Mr. Martignoni is aware of this sort of response, as one on his older newsletters demonstrates. There he states about periods of enscripturation:

“First, how did the early Christians know the period of  ‘enscripturation’ was over? Who told them? What authority said to the early Christians, ‘The period of enscripturation is now over; therefore, the era of Sola Scriptura has started?’ When exactly was the period of enscripturation over, and how do we know? Does the Bible tell us, or would that be something that Sola Scriptura believers know from…tradition?”

Mr. Martignoni asks a question for an authority source he believes has no authority, that is, Protestant sources. So, even if I were to provide Protestant answers, such answers would fall on deaf ears. A better solution, one that I normally wouldn’t use, is quoting a source he should at least have a little respect for. While there are some Roman Catholic theologians that believe in continuing special revelation, generally speaking, most agree special revelation ceased with the death of the last apostle. Perhaps Mr.
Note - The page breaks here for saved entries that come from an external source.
PR #2245, opened 2026-08-10
fix(daemon): boot hardening — master-secret ordering, dual-stack loopback, larger PG pool

mistercrunch:
Four operational fixes surfaced while recovering a shared multi-user PostgreSQL deployment (agor.sandbox.preset.zone).

## 1. `AGOR_MASTER_SECRET` ordering — boot-blocker regression 🔴
Since #2234, `MCPOAuthPendingFlowAuthority` is constructed **eagerly during `registerServices()` (Phase 1)** and reads `process.env.AGOR_MASTER_SECRET` in its constructor. But the secret was only promoted from config (`daemon.masterSecret`) onto `process.env` **later**, inside `startup()` (after Phase 1). So any deployment that keeps its master secret in `config.yaml` rather than an env var fail-fasts on Postgres with:

> `PostgreSQL MCP OAuth pending flows require the deployment AGOR_MASTER_SECRET`

**Fix:** resolve the master secret **before Phase 1** (next to the JWT secret in `index.ts`) via a new, testable `resolveMasterSecretIntoEnv()` helper. Removes the now-redundant `ensureMasterSecret()` in `startup()`. Env-var deployments are unaffected (env still wins).

## 2. Dual-stack loopback bind
`daemon.host: localhost` makes Node bind whichever single address `getaddrinfo` returns first — `::1` on dual-stack Linux — leaving `127.0.0.1` **refused**. nginx upstreams pointed at `127.0.0.1` return **502**, and IPv4-first clients can hit reconnect storms.

**Fix:** when bound to a loopback host, also listen on the complementary loopback family, sharing the Express app and the Socket.IO engine. Best-effort (a failed secondary bind logs and is swallowed) and wired into graceful shutdown.

## 3. Raise default PG pool `max` 10 → 25
Each service call is wrapped in a single tenant-scoped transaction (incl. after-hooks), so a connection is **held for the whole request lifecycle**. On a shared multi-user instance, 10 slots exhaust under bursty load and DB-backed requests queue to their 1.5s timeout while Postgres itself sits nearly idle (observed: ~19 of 402 connections in use).

## 4. Actually wire `database.postgresql.pool` from config.yaml
`initializeDatabase()` built the PG client from just the URL and **never passed `pool`**, so `database.postgresql.pool.{min,max,idleTimeout}` in config.yaml was silently ignored — pool size could only be changed by editing the code default. Forward the config pool through `initializeDatabase → createDatabaseAsync` so operators can size the pool from config.yaml (the URL may still come from `DATABASE_URL`/env). Requires a daemon restart to take effect.

## Testing
- New unit test `setup/master-secret.test.ts` (3 cases): config-only secret promoted onto `process.env`, env wins over config, fail-fast when neither set. ✅
- `tsc --noEmit` clean for `@agor/daemon` and `@agor/core`. ✅
- biome/pre-commit clean. ✅

## Notes
- #1 and #2 were applied as host-level workarounds on the affected deployment; this PR makes them correct in code for all deployments.
- #1 is the highest priority — it's a boot regression for config-file-secret Postgres deployments.

### DIFF
--- a/apps/agor-daemon/src/index.ts
+++ b/apps/agor-daemon/src/index.ts
@@ -67,6 +67,7 @@ import { buildCorsConfig, isSandpackOrigin } from './setup/cors.js';
 import { initializeDatabase } from './setup/database.js';
 import { initializeDistributedWorkIdentity } from './setup/distributed-work-identity.js';
 import { warnDeprecatedConfig } from './setup/first-run-admin.js';
+import { resolveMasterSecretIntoEnv } from './setup/master-secret.js';
 import { securityHeaders } from './setup/security-headers.js';
 import { configureChannels, createSocketIOConfig } from './setup/socketio.js';
 import { setBundledUiFallbackHeaders, setBundledUiStaticHeaders } from './setup/static-assets.js';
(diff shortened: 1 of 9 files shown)


richardfogaca (commented):
Richard's agent here:

I found two blocking issues in the dual-stack listener:

1. `localhost` is unconditionally rewritten to `::1`, so an IPv4-only host fails its primary bind before reaching the best-effort IPv4 listener. Could we preserve hostname resolution or try both families with fallback, and cover IPv4-only startup?
2. `socketServer.attach(extra)` makes the secondary server Socket.IO's tracked HTTP server. Shutdown consequently closes the secondary but skips the original primary listener, which remains reachable until process exit. Could we attach only after a successful secondary bind and explicitly close both listeners, with a shutdown regression test?

Small suggestion: since the PostgreSQL pool maximum is per replica, could we retain the existing default and configure `25` for the affected deployment—or document the intended aggregate connection budget?

The master-secret ordering/config precedence looks correct. Current checks pass, but the smoke test does not exercise both address families or two-listener shutdown.

Antonio-RiveroMartnez (approved):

Martignoni would respect the opinion of Roman Catholic theologian Ludwig Ott. In Fundamentals of Catholic Dogma, he states, “The clear teaching of Holy Writ and Tradition is that after Christ, and the Apostles who proclaimed the message of Christ, no further Revelation will be made” [Fundamentals of Catholic Dogma, ed. James Canon Bastible (Rockford: Tan, reprinted 1974), p.7].
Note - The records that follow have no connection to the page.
PR #2251, opened 2026-08-10
fix(executor): drain stdout before exit so large results survive (#2222)

### LINKED ISSUE #2222: File browser: browse fails with 'Executor exited with code 0 but did not emit a JSON result' on large repos
## Summary

Opening the **file browser** (the directory/tree listing, `branch.files.browse`) on a branch backed by a **large repository** fails with:

```text
Failed to browse files: Executor exited with code 0 but did not emit a JSON result
```

Small repos browse fine. The failure is reproducible on a large checkout (repro below used a full Apache Superset checkout: ~11,574 files after standard excludes, well under the `MAX_FILES` cap).

This is distinct from #2128 (which is about *reading a single large file* over Socket.IO). Same theme — large executor payloads don't survive transport — but a different command, a different error code (`EXECUTOR_RESULT_MISSING` vs. Socket.IO buffer limit), and a different fix location.

## Environment

- Agor `0.23.4`, Node `v22`
- Self-hosted deployment, executor mode enabled
- Branch file browser → browse (directory listing), not file read

## Reproduction

1. Register/select a branch backed by a large repo (thousands of files after excludes; e.g. a full Apache Superset checkout, ~11.5k files).
2. Open the branch file browser (tree/list view).
3. Browse fails with `Failed to browse files: Executor exited with code 0 but did not emit a JSON result`.

## Root-cause analysis

The daemon runs `branch.files.browse` via `runExecutorCommandLocal` in `apps/agor-daemon/src/utils/spawn-executor.ts`. The executor is expected to print a single sentinel line to **stdout**:

```
AGOR_EXECUTOR_RESULT {…json…}
```

On child `exit`, the daemon scans accumulated stdout for that line (`parseExecutorResultFromStdout`). If none parses, it returns:

```ts
code: 'EXECUTOR_RESULT_MISSING',
message: `Executor exited with code ${code} but did not emit a JSON result`,
```

**Why exit code 0 but no result line:** In `packages/executor/src/commands/files.ts`, `browseBranchFiles` → `scanDirectory` recursively walks the entire tree (excluding `node_modules`, `.git`, `dist`, etc.) up to `MAX_FILES = 50000`, building one `FileListItem[]` (each entry: `path`, `title`, `size`, `lastModified`, `isText`, `mimeType`). For a ~11.5k-file repo that array serializes to a **multi-MB single-line JSON**.

`packages/executor/src/cli.ts` (`handleStdinMode`) then emits and exits synchronously:

```ts
emitExecutorResult(result);              // console.log(`AGOR_EXECUTOR_RESULT ${JSON.stringify(result)}`)
process.exit(result.success ? 0 : 1);
```

`console.log` of a multi-MB string to a **pipe** becomes an async write once the OS pipe buffer (~64 KB) fills; `process.exit()` terminates the process **without draining** those pending writes (a well-known Node.js footgun). The daemon therefore receives a **truncated** sentinel line (invalid JSON → skipped) and observes a clean **exit code 0** → `EXECUTOR_RESULT_MISSING`.

This matches every symptom: browse *succeeded* (exit 0), output is *large*, small repos work (payload drains before exit), large repos don't.

## Suggested fixes

Any of, in rough priority:

1. **Flush stdout before exiting** in `cli.ts` — don't call `process.exit()` synchronously after `console.log` of the result. Await the write drain (e.g. `process.stdout.write(line, cb)` then exit in `cb`, or set `process.exitCode` and let the event loop end), so large payloads fully flush. This is the minimal, general fix and protects every command, not just browse.
2. **Cap/paginate the browse payload** — `browseBranchFiles` returns the full recursive tree in one shot; consider lazy/paginated directory expansion or a much smaller default depth/limit so the payload can't grow to multiple MB.
3. Consider the same large-payload transport concern flagged in #2128 for any executor result that can grow unbounded.

## Related

- #2128 — large single-file *read* over executor/Socket.IO (related, not a duplicate)
- Regression family from the move of filesystem access into the executor (#2044)

tzercin:
## Summary

Fixes #2222. Large `branch.files.browse` / file-read results on big repos could truncate the executor's multi-megabyte `AGOR_EXECUTOR_RESULT` sentinel line, so the daemon saw exit code 0 with no parseable result and reported `EXECUTOR_RESULT_MISSING`.

There were two independent race conditions, both fixed here:

### 1. Executor exits before stdout drains (root cause)

The CLI emitted the result with `console.log(...)` and then called `process.exit()`. On POSIX, writes to a pipe are **asynchronous** — once the ~64KB kernel pipe buffer fills, the remainder sits in the stream's internal queue. `process.exit()` terminates the process **without draining that queue**, so the tail of a large result was thrown away.

- New `packages/executor/src/cli-output.ts` centralizes drain-safe stdout: `writeAndDrain`, `emitExecutorResult`, `emitInteractiveEvent`, `emitResultAndExit`, `exitAfterDrain`. Each resolves only once bytes have been handed to the OS, at which point they survive the process exiting.
- `cli.ts` routes **every** result emit and every exit through these helpers.
- `ignoreStdioWriteErrors()` is installed at startup: switching from `console.log` (which silently swallows stream errors) to `stream.write()` (which emits them) would otherwise turn a dead reader / closed pipe into an unhandled `'error'` event and a nonzero exit. We drop stdio write errors and let the normal exit path run, preserving prior behaviour.

### 2. Daemon parses on `exit` instead of `close`

The daemon parsed accumulated stdout on the child's `exit` event, which fires as soon as the process is reaped — while bytes it wrote can still be unread in the pipe. `settleOnExecutorResultComplete` now waits for `close` (all stdio streams ended) **when the result at exit is still incomplete**, so the last pipe-buffer's worth of output is no longer lost.

A complete result at `exit` settles immediately (the common case), so a descendant process that inherited stdout and outlives the executor cannot add latency. Only an incomplete result waits for `close`, backstopped by the caller's command timeout.

## Testing

- `packages/executor/src/cli-output.test.ts` — slow-sink pipe stub proves a multi-megabyte line arrives as one intact sentinel; broken-pipe write resolves instead of hanging; exit codes are correct after draining.
- `apps/agor-daemon/src/utils/spawn-executor.configured.test.ts` — regression test splits a 20k-file result across `exit` and `close` and asserts the daemon waits for `close`; a second test asserts a complete result settles at `exit` without waiting for `close`. Existing tests updated to emit `close` alongside `exit`.
- `packages/executor/scripts/runtime-smoke.mjs` — real subprocess over a real pipe (an in-process stub cannot observe what `process.exit()` discards): a 40k-file result survives exit intact, a closed-reader probe still exits 0, and static guards ensure `dist/cli.js` keeps routing through `emitResultAndExit` rather than the old `console.log` sentinel.

Unit suites verified locally: `cli-output.test.ts` (5 passed), `spawn-executor.configured.test.ts` (49 passed).

### DIFF
--- a/apps/agor-daemon/src/utils/spawn-executor.configured.test.ts
+++ b/apps/agor-daemon/src/utils/spawn-executor.configured.test.ts
@@ -442,6 +442,7 @@ describe('configured executor spawning', () => {
     );
 
     proc.emit('exit', 0);
+    proc.emit('close', 0);
 
     await expect(promise).resolves.toEqual({
       success: false,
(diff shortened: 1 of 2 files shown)


mistercrunch:
Force-updated this branch to a clean single commit on current `main`: [`e2ff816`](https://github.com/preset-io/agor/commit/e2ff8164c04bf845f2faa9b94fc646efb675f7d8).

Contributor credit is preserved in the commit log: **Türker Ziya Ercin (`@tzercin`) remains the commit author**; my identity appears only as the committer for the conflict resolution.

The original diagnosis was correct, but the executor-side portion is now superseded by #2256/#2259. The resolved PR therefore keeps only the still-useful daemon-side lifecycle fix:

- if the result is already parseable when the executor exits, settle immediately (important when a descendant inherited stdio);
- if exit arrives before the complete sentinel, wait for stdio `close` before reporting `EXECUTOR_RESULT_MISSING`;
- keep the existing executor-command timeout active as the bounded backstop;
- leave main's write-callback-then-force-exit one-shot protocol and long-lived `zellij.attach` behavior unchanged.

Added adversarial coverage for local and templated commands, trailing stdout after `exit`, complete results without `close`, and incomplete-result timeout/termination. The PR now contains exactly the two daemon files involved, and all refreshed CI checks are green. (The first PostgreSQL attempt hit unrelated 10s setup-hook timeouts with zero test failures; its rerun passed.)

Thanks @tzercin for identifying and fixing the daemon-side half of #2222.

mistercrunch:
Thanks for the fix. Trying to think of a broader solution for the file browser. Since we decoupled the daemon from the filesystem/branches, it's a bit tricky to offer this type of feature. As currently the Executor is the mean by which the daemon can access the filesystem, sending over stdout is a bit of a hack.

Open to creative ideas. Generally, I'm personally using github as my file browser/API, but there can be all sorts of files in that are .gitignored, or out of sync with the github/remote state. We have similar issues around autocomplete. 

The executor isn't a great communication channel. Typically we want to "fire and forget" with the executor, and for cross-communication, it has a client connected over REST/sockets, so it can update its own state through the client. Now when we want to autocomplete a filename or list files from the repo, that transport doesn't feel right. Caching on the daemon also doesn't feel right with tens of thousands of filenames for each branch, .... Anyhow, looking for solutions if anyone has good ideas.

mistercrunch (approved):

As to knowing something from “tradition”, Protestants don’t deny tradition, they deny an extra-biblical source of infallible content Roman Catholics refer to as “Tradition.” Knowing that the apostles died is nothing more than engaging in a historical inquiry. In a sense, all ancient history (whether Christian history or not) is an excursion into researching tradition. That is, we know facts of history because those facts were passed down to the present through various means. The church need not be infallible for such to take place. I would assume Mr. Martignoni is not saying that the church today can’t know the apostles died without infallible Tradition saying they did. Martignoni appears to believe Roman Catholics own church history and tradition, and so every historical tidbit is the property of Rome. As a member of the Church of Jesus Christ, I claim (for better or worse) that the past 2000 years of church history is the history of my church. I have no problem getting a fact from history that says how the apostles died.
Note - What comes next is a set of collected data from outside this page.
PR #2259, opened 2026-08-11
fix(executor): force-exit one-shot results after stdout flush

mistercrunch:
## What & why

One-shot executor commands (`branch.filesystem.status`, `git.branch.remove`, interactive completion, failed `zellij.attach`) complete through `completeExecutorResult()`. The previous `emitExecutorResult(result); process.exitCode = code` form was subtly broken in two ways:

- **Truncation (BUG 1):** `console.log` to a pipe is *asynchronous* on Linux; a bare `process.exit()` drops anything past the 64 KB kernel pipe buffer. Large results (the archived-branch filesystem inventory batches many entries) arrived truncated and the daemon reported *"Executor exited with code 0 but did not emit a JSON result."* — the target of #2256.
- **Hang (BUG 2):** the flush-only `process.exitCode` version delivered the full result but never *terminated*. One-shot commands open a Feathers/socket.io client whose timers keep the event loop alive, so the process hung until the daemon's 60 s kill (*"Executor command timed out after 60000ms"*). This broke archived-branch cleanup, which drives filesystem inventory through the executor.

## The fix

Emit the sentinel line, then `process.exit()` **inside the stdout write-completion callback**:

- The callback fires only once all bytes (including past the 64 KB pipe buffer) have reached the kernel → the full result is delivered even to a slow reader.
- Exiting there deterministically tears the process down despite the lingering WS handles → no hang.
- A 5 s `unref()`'d failsafe covers the rare "callback never fires" case. A failed/EPIPE write already invokes the callback (with an error we ignore) and exits, so the failsafe only matters for a truly-stuck stdout; 5 s is generous for any real flush yet well under the daemon's 60 s timeout.

Scoped to the one-shot completion paths only. The `zellij.attach` **success** path (`emitExecutorResult` + stay-alive to stream PTY I/O) is intentionally left as-is.

## Testing

- Existing test: a 512 KB result is delivered in full with a clean exit (truncation guard).
- **New regression test:** a process with a live `setInterval` handle calls `completeExecutorResult` and is asserted to exit in < 5 s with the full payload intact — locking in the no-hang behavior.
- Verified live on `agor-2`: `branch.filesystem.status` / `git.branch.remove` now complete in < 1 s (were hanging to the 60 s kill), across 60+ concurrent executor runs with **0 timeouts**, which unblocked archived-branch cleanup.

## Follow-ups (out of scope, noted for later)
- The *cleaner* long-term fix is to tear down the Feathers/socket.io client in the one-shot command handlers so the loop drains naturally and no force-exit is needed. Force-exit is a fine pragmatic guard in the meantime.

### DIFF
--- a/packages/executor/src/executor-output.test.ts
+++ b/packages/executor/src/executor-output.test.ts
@@ -39,4 +39,51 @@ describe('executor result output', () => {
       data: payload,
     });
   });
+
+  it('force-exits past a lingering handle instead of hanging', async () => {
+    const modulePath = fileURLToPath(new URL('./executor-output.ts', import.meta.url));
+    const payload = 'y'.repeat(256 * 1024);
+    // A live setInterval keeps the event loop alive forever — it stands in for the
+    // Feathers/socket.io client a one-shot command leaves open. Before the force-exit
+    // in completeExecutorResult, setting process.exitCode alone left the process hanging
+    // until the daemon's 60s kill; this asserts it now terminates promptly with the
+    // full result intact.
+    const script = [
+      `import { completeExecutorResult } from ${JSON.stringify(modulePath)};`,
+      `setInterval(() => {}, 1000);`,
+      `completeExecutorResult({ success: true, data: 'y'.repeat(${payload.length}) });`,
+    ].join('\n');
+
+    const startedAt = Date.now();
+    const child = spawn(
+      process.execPath,
+      ['--import', 'tsx', '--input-type=module', '--eval', script],
+      {
+        stdio: ['ignore', 'pipe', 'pipe'],
+      }
+    );
+    const stdoutChunks: Buffer[] = [];
+    const stderrChunks: Buffer[] = [];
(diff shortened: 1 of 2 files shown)


mistercrunch:
Addressed review finding (high): the 5s wall-clock failsafe could fire mid-flush under reader backpressure and recreate the truncation-with-exit-0 bug (independently reproduced: ~16MiB result, reader paused 6s → ~146KB delivered, exit 0).

**Fix (`1dfdd99fb`):** removed the failsafe entirely. The stdout write callback is the only correct exit trigger — it fires when the flush completes, so it's safe for any reader speed. A genuinely-wedged pipe is the daemon's existing 60s supervisor's job (it reports a timeout, not a false success). No local timer can be both useful and safe here.

Added an adversarial test that pauses the reader for 6s while writing an 8MiB result and asserts full delivery + exit 0. All 3 tests green locally.

Deeper follow-up (unchanged, out of scope): explicitly tear down the one-shot Feathers/socket.io client so force-exit becomes unnecessary.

Martignoni then states: “Furthermore, where in the Bible does it tell us that the doctrine of Sola Scriptura will become ‘operational’ after the period of enscripturation is over?” This sort of question arises from a false presentation of sola scriptura. The question that should be asked is “where is God’s voice?” The Protestant answers: the Scriptures are God’s voice. The Bible tells us it’s God’s voice:  II Timothy 3:16-17 states, “All Scripture is God-breathed, and is profitable for doctrine, for reproof, for instruction, for training in righteousness, in order that the man of God might be complete, fully equipped for every good work.” The burden of proof lies on Roman Catholics like Mr. Martignoni who claim God’s infallible voice is somewhere else besides the Scriptures.